A Dagger of the Mind


  

Things in Russia are going from bad to worse these days, and don’t look likely to get better anytime soon, but I’ll go out on a limb.  I think Vladimir Putin is circling the drain.  This is more of gut feeling than a considered analysis; still, there are indications he could be forcibly retired, or assassinated, or simply disappear. 

As you might have noticed, an awful lot of people have been falling out of windows, lately.  Former director of the Moscow aviation institute went head over heels down a few flights of stairs.  Another aviation guy, Far East and Arctic development, washed up off of Vladivostok – shortly after their CEO died of a stroke, aged 43.  Chief executive of Lukoil fell out a hospital window.  Another exec with the same company died while consulting a shaman, in a room supposedly used for “Jamaican voodoo” rituals.  The story goes he was looking to buy a toad venom hangover cure.  An oligarch hanged himself in Spain; one of a self-inflicted gunshot wound.  Both of them associated with natural gas production.  A stabbing death.  A suicide by hanging in the UK.  A second one at a cottage outside of St. Petersburg (he’d reportedly been badly beaten, the day before).  The  previous month, another suspicious death, the same village, different dacha.  Kind of a mortality spike.

These events have been this year, and most of them since the invasion of Ukraine.  Also, mostly in the energy or defense sector, which are related.  Were they depressed, or under a cloud, out of favor with the Kremlin?  No way of knowing.  Russians tend to look for conspiracies and plots, when a simpler explanation might suffice.  But if this sequence of accidents and despair turns out to be Expedient Demise, or circling the wagons, who benefits? 

Putin has always understood the efficacies of terror.  The clear historical precedent is Stalin.  When you go after enemies real or perceived with poisoned umbrellas or polonium cocktails, it echoes the murder of Trotsky.  And it gets easier; after throwing a reporter down an elevator shaft, it’s not that hard to flatten Grozny, or sacrifice schoolchidren.  Putin enjoys plausible deniability - not taking credit, but winking at it.  We know he’s got blood on his hands, and in point of fact, he wants us to know it.  His missing signature is more conspicuous by its absence. 

Now, in this context, consider the Ukraine war. 
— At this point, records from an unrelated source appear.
PR #294, opened 2025-06-12
Raise better error when `cuda.bindings` are not available

brandon-b-miller:
Raises a better error with instructions of what to do if the base install is used and no user provided cuda bindings are present in the environment.

### DIFF
--- a/numba_cuda/numba/cuda/__init__.py
+++ b/numba_cuda/numba/cuda/__init__.py
@@ -35,12 +35,12 @@ if config.CUDA_USE_NVIDIA_BINDING:
     if not importlib.util.find_spec("cuda.bindings"):
         raise ImportError(
             "CUDA bindings not found. Please install through "
-            "the cuda-bindings[cuXY] package where XY is the "
-            "required CUDA version. Alternatively, install "
-            "numba-cuda-cuXY to install the required binding "
-            "automatically. If no CUDA bindings are desired, "
-            "set NUMBA_CUDA_USE_NVIDIA_BINDING=0 to enable "
-            "ctypes bindings."
+            "the cuda-bindings package. Alternatively, install "
+            "numba-cuda[cuXY], where XY is the required CUDA "
+            "version, to install the binding automatically. "
+            "If no CUDA bindings are desired, set the env var "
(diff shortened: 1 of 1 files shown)


numba_cuda/numba/cuda/__init__.py
```diff
@@ -31,6 +31,17 @@
 else:
     USE_NV_BINDING = True
     config.CUDA_USE_NVIDIA_BINDING = USE_NV_BINDING
+if config.CUDA_USE_NVIDIA_BINDING:
+    if not importlib.util.find_spec("cuda.bindings"):
+        raise ImportError(
+            "CUDA bindings not found. Please install through "
+            "the cuda-bindings[cuXY] package where XY is the "
+            "required CUDA version. Alternatively, install "
+            "numba-cuda-cuXY to install the required binding "
```
kkraus14: `numba-cuda-cuXY` doesn't exist. For pip there is `numba-cuda[cuXY]`. For conda, we should just make it all work out of the box where someone would need to forcibly break their environment to hit this error.

brandon-b-miller: For conda I think it should just work right? It should be a required run dependency now.

kkraus14: We need to update the upstream conda-forge recipe, but in the recipe published here, yes.

numba_cuda/numba/cuda/__init__.py
```diff
@@ -35,12 +35,12 @@
...
             "CUDA bindings not found. Please install through "
-            "the cuda-bindings[cuXY] package where XY is the "
-            "required CUDA version. Alternatively, install "
-            "numba-cuda-cuXY to install the required binding "
-            "automatically. If no CUDA bindings are desired, "
-            "set NUMBA_CUDA_USE_NVIDIA_BINDING=0 to enable "
-            "ctypes bindings."
+            "the cuda-bindings package. Alternatively, install "
+            "numba-cuda[cuXY], where XY is the required CUDA "
+            "version, to install the binding automatically. "
```
kkraus14: Should we reference `pip` here?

What, exactly, was the object here?  A quick and brutal decapitation of the Zelensky government and the total annexation of Ukraine, an Anschluss, to demonstrate Russian resolve and its inevitable historic destiny, and to prove once and for all the debility and fundamental lack of purpose in the American and European alliance.  None of which worked out, and what we might call a fundamental lack of purpose in the Russian military and political establishment has been fatally exposed.  Interestingly, while we can applaud the courage of Russians who’ve protested the war on humanitarian grounds, the more serious threat to Putin himself is coming from the Right, who are taking him to task for not prosecuting the war more vigorously – i.e., scorched earth.  We might take note that this group hasn’t been arrested or harassed, and perhaps they’ve found sympathetic ears in the military and security apparat. 

Some years back, there was a political movement in Russia called Pamyat’, which means Memory, and also called the National Patriotic Front.  It was ultranationalist, and to nobody’s surprise, virulently anti-Semitic.  The movement has withered, but the sentiment lingers, not entirely on the fringe, either.  A few contemporary Kremlinologists have pointed out that in the past, coups in Russia (or the USSR) haven’t hinged on policy differences.  Whoever’s going to push Putin down the stairs won’t make major institutional changes; they’re simply elbowing each other out of the way for more space at the trough.  They might find it convenient, though, to play on the revanchist grievances of the Right, and then discard them afterwards, but a bargain with the Devil always ends badly.  In any event, I don’t think it’s a matter of if, but when.  The toadies and bottom-feeders around Putin are going to stick the knife in him.  It could result in a net benefit, but the worrisome thing is that they dig themselves a hole, and pull it in after them.